### What to do
Tell how many lines in the records contain the word "monthlies"; the number alone is the answer.
- Opening Delimiter -
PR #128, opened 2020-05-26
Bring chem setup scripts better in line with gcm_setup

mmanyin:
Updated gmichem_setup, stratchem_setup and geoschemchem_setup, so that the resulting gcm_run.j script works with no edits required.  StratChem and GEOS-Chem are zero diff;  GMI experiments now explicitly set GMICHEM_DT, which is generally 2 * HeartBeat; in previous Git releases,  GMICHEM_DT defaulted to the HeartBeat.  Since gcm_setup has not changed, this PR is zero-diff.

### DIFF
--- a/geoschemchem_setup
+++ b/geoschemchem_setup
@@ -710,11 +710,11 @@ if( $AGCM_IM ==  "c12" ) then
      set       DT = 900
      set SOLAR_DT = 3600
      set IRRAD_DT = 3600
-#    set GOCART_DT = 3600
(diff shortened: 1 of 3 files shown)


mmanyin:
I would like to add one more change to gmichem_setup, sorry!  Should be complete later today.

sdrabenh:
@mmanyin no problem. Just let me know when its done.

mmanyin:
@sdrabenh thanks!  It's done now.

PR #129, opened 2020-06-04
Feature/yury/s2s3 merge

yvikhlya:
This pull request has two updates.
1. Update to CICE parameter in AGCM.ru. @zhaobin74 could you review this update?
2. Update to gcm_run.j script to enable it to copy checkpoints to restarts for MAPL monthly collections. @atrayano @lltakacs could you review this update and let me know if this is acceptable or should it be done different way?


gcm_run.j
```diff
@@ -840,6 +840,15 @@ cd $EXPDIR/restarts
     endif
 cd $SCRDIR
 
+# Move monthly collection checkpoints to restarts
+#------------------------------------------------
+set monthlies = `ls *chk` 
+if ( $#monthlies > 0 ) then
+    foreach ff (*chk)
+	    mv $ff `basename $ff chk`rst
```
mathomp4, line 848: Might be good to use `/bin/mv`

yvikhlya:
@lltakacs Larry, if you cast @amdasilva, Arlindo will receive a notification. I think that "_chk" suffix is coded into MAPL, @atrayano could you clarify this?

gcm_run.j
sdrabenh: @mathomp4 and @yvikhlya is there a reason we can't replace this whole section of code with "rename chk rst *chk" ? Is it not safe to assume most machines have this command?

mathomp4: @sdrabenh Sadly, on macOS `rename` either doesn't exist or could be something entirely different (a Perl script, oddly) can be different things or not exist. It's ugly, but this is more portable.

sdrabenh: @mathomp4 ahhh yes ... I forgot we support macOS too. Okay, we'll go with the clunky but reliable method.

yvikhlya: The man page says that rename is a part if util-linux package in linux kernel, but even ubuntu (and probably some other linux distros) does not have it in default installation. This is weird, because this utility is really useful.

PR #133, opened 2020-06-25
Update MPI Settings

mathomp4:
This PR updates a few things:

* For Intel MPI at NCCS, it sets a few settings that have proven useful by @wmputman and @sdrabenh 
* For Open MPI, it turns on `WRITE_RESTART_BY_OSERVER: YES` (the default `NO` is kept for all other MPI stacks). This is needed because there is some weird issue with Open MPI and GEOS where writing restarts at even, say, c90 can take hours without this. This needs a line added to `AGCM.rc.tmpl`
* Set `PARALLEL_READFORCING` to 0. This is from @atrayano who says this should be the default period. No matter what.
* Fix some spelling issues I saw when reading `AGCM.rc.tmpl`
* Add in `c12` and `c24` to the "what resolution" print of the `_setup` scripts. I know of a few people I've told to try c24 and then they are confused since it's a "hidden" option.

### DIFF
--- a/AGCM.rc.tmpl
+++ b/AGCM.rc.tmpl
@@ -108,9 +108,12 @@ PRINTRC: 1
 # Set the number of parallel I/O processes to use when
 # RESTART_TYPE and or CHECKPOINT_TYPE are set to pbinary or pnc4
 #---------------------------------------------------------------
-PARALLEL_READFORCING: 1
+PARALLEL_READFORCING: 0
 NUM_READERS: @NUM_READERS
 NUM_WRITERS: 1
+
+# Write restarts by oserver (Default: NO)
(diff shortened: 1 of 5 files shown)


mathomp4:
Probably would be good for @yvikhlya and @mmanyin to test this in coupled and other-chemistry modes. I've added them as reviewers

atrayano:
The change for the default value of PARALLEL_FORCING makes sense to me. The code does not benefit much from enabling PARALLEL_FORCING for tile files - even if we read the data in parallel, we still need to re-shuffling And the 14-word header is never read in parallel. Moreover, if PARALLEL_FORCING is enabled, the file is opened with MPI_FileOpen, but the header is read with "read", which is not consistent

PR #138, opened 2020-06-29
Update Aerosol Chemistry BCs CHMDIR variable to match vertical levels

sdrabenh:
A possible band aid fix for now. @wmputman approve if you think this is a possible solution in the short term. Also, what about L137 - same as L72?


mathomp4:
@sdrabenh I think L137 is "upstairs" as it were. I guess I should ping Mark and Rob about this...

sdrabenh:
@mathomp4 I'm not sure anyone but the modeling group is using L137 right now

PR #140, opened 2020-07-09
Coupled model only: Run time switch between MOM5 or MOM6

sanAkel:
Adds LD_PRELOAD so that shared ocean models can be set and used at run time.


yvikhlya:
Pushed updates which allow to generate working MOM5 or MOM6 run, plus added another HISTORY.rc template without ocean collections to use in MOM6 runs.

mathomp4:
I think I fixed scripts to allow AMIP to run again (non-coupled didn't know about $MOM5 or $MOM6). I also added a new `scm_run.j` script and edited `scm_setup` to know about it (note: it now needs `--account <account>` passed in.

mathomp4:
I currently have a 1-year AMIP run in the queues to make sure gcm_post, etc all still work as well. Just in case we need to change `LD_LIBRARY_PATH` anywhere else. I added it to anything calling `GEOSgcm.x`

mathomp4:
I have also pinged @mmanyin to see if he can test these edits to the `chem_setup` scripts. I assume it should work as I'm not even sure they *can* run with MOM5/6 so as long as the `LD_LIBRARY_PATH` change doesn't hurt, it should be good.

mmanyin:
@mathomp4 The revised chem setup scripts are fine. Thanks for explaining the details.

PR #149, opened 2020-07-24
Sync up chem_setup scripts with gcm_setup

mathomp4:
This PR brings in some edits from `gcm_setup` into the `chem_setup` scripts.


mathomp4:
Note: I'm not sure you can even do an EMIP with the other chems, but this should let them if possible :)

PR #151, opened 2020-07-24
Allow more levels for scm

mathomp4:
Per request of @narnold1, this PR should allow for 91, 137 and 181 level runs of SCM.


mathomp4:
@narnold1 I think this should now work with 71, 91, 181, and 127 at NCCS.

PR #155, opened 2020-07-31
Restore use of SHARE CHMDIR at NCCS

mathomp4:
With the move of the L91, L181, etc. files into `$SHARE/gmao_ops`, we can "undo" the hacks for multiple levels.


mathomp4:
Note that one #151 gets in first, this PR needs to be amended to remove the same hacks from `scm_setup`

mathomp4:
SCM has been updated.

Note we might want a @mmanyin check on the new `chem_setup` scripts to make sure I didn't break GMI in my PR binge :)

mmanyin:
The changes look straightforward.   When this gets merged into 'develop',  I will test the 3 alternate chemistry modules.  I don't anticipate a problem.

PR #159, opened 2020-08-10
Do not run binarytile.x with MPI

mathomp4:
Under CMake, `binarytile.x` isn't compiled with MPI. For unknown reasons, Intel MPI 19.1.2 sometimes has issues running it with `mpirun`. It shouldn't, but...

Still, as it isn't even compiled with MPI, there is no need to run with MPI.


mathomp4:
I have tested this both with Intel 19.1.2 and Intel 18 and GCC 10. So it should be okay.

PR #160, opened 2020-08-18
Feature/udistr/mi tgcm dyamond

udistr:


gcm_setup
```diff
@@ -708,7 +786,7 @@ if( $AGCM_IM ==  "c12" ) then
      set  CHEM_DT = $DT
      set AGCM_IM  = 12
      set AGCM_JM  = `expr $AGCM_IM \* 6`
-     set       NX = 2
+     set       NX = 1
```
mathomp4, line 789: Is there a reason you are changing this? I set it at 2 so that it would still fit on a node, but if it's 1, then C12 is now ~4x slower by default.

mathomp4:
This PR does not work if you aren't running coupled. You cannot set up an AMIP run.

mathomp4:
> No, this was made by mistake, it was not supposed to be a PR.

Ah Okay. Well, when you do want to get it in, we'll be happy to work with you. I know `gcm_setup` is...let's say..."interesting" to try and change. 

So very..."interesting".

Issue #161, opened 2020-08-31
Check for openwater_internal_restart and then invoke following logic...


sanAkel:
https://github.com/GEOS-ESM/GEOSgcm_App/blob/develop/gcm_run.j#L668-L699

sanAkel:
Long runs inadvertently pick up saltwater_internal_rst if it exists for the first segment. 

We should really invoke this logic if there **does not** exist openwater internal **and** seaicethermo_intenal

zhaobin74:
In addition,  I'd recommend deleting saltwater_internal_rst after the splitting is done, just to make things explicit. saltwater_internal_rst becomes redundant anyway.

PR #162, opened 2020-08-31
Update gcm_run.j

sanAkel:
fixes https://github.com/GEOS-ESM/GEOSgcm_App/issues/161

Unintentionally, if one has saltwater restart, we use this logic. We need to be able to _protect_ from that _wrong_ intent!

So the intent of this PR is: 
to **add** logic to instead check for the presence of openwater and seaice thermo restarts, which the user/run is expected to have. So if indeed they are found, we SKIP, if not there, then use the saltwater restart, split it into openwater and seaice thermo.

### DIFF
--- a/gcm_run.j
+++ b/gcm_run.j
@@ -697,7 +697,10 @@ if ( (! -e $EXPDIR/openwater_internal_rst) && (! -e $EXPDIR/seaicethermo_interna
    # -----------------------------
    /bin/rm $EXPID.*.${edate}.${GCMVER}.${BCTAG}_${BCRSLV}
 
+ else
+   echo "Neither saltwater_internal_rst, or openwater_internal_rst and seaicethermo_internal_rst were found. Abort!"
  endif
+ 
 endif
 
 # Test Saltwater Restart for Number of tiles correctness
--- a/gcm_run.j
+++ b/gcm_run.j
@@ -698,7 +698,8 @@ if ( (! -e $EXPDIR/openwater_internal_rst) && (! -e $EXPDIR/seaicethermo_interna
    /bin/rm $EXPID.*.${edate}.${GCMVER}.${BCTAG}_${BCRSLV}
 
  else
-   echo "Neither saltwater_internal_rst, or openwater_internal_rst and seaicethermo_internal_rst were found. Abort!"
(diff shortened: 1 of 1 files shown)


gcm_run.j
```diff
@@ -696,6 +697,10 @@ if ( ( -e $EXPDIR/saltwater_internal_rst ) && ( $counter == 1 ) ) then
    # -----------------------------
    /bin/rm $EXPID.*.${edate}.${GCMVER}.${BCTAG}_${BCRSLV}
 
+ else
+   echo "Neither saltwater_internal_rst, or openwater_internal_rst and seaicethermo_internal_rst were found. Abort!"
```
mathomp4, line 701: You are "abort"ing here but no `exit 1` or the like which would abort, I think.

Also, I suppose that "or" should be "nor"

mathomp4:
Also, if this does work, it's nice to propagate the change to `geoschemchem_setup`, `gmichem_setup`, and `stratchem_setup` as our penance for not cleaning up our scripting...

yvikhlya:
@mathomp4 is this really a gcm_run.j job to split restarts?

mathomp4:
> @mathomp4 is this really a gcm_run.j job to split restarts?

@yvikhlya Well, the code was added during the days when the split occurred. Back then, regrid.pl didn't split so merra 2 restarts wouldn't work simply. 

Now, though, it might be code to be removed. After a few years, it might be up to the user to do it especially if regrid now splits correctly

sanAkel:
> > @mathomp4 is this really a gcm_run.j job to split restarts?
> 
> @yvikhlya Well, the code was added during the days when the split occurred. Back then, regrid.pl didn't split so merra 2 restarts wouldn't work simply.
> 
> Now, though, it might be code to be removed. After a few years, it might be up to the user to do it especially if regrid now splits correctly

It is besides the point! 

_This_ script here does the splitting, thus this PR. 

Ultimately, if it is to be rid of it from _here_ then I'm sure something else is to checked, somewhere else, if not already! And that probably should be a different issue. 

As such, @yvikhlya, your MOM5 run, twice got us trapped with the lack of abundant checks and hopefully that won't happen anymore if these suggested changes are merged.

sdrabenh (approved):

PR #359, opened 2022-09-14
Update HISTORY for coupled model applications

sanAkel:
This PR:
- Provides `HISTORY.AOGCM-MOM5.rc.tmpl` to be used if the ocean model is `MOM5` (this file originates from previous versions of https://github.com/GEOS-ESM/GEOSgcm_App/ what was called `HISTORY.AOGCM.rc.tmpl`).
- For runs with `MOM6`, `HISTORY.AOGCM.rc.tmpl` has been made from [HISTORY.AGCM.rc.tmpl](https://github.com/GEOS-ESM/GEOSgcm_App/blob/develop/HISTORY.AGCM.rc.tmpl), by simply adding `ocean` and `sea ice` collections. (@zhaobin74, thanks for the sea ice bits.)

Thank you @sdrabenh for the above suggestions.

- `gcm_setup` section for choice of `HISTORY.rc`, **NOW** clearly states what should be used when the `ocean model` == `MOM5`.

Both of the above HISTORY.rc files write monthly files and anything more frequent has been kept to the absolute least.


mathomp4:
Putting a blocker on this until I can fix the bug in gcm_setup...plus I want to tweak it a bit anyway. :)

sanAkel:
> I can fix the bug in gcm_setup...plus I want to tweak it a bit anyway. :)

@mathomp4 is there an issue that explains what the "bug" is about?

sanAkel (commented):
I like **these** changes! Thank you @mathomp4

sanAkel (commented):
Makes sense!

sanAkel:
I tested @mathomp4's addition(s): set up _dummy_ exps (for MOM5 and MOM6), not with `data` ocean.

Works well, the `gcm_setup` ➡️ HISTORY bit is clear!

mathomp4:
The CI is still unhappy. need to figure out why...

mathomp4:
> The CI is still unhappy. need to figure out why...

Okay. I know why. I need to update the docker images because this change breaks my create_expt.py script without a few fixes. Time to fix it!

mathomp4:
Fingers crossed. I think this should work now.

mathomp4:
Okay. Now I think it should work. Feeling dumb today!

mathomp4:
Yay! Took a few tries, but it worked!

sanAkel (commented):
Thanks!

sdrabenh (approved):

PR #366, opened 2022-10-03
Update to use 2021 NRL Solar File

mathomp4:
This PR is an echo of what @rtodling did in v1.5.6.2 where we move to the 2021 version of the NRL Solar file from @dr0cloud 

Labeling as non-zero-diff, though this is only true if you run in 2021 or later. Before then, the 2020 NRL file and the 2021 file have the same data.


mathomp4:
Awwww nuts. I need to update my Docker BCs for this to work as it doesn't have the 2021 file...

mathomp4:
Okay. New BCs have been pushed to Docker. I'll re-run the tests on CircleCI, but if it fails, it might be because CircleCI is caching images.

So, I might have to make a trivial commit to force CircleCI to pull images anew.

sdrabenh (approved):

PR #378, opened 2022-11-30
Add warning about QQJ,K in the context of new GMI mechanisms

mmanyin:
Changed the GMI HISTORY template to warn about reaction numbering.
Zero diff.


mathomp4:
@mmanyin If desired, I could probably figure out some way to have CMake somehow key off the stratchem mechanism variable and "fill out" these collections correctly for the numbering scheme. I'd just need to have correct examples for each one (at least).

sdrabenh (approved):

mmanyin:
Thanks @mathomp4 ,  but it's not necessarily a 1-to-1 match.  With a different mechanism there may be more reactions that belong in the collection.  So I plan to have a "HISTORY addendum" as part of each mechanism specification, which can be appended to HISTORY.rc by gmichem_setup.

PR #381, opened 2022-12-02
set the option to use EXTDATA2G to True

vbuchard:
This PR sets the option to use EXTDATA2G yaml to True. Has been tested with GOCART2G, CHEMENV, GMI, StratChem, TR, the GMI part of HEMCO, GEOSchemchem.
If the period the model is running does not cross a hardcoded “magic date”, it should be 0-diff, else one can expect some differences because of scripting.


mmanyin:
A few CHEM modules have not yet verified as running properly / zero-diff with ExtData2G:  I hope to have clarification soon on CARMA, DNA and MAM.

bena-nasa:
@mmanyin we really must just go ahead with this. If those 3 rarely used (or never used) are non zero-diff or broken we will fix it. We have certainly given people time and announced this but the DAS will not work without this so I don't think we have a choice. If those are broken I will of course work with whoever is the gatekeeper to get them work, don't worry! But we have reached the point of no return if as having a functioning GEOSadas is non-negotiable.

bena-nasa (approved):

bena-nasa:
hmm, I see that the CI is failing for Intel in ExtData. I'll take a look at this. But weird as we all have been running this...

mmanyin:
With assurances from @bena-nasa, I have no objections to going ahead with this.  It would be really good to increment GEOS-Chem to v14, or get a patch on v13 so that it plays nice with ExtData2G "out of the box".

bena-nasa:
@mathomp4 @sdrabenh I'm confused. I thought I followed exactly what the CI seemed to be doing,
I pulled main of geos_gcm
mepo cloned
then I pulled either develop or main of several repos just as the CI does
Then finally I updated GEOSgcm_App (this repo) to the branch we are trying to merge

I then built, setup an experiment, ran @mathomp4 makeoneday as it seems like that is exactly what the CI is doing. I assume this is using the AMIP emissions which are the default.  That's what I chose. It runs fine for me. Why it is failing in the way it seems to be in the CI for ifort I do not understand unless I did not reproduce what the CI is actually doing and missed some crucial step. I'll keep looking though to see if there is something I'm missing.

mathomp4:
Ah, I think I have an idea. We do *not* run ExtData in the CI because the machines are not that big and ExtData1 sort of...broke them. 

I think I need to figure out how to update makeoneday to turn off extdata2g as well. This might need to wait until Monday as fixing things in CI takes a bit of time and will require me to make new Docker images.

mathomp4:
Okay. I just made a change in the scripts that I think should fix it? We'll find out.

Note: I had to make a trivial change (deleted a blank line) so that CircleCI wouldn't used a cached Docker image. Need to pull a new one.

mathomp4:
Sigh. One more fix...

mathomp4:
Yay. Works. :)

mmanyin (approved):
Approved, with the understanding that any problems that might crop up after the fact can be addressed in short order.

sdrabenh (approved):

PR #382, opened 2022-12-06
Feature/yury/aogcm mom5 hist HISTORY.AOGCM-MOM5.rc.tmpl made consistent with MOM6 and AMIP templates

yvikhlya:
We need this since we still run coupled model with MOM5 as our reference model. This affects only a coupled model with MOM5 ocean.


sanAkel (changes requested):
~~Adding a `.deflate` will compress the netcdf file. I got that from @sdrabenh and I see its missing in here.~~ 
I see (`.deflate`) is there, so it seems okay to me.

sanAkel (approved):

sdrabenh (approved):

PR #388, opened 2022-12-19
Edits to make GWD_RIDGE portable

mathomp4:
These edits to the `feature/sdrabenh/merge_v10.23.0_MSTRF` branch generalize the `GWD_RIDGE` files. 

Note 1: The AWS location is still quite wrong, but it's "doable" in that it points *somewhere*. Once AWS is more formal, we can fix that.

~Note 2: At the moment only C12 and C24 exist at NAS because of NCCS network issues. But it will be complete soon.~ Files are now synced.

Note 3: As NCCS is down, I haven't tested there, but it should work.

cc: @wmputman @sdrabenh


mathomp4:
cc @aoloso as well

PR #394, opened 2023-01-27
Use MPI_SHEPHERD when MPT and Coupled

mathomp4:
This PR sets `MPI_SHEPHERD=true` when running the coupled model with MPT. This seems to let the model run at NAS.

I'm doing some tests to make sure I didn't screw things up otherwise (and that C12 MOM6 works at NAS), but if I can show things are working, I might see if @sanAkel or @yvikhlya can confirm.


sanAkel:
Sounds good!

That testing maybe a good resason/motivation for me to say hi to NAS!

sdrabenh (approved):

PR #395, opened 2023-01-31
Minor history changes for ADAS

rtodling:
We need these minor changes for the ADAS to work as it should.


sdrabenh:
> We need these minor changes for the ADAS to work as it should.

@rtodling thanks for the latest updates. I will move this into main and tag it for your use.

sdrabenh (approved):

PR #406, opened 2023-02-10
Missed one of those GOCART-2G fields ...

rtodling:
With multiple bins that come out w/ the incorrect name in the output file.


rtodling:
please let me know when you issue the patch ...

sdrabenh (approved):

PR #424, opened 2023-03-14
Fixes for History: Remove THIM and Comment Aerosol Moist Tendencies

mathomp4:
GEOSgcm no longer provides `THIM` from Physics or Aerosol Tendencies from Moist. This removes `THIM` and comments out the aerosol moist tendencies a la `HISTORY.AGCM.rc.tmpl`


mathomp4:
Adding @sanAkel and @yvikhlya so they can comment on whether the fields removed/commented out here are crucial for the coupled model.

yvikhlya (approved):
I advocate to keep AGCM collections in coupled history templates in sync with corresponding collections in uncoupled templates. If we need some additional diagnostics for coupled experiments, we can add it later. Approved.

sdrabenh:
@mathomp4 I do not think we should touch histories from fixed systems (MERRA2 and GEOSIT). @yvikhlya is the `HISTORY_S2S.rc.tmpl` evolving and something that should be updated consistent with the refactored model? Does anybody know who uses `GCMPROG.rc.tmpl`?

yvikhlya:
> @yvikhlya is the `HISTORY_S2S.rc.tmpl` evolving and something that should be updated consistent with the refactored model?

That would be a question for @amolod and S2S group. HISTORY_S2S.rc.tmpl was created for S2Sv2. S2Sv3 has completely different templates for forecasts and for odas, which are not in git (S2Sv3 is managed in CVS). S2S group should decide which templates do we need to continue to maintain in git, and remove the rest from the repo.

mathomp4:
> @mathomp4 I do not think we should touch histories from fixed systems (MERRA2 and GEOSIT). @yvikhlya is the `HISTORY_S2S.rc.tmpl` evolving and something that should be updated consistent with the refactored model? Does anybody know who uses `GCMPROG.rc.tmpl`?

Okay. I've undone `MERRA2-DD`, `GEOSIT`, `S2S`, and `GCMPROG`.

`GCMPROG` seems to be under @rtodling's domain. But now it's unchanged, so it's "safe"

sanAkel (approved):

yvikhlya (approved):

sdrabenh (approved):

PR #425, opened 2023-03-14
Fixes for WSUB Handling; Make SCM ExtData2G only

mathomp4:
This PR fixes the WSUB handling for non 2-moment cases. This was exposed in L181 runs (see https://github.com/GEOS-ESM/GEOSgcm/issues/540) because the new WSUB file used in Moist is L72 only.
- Closing Delimiter -
### Response to the task
2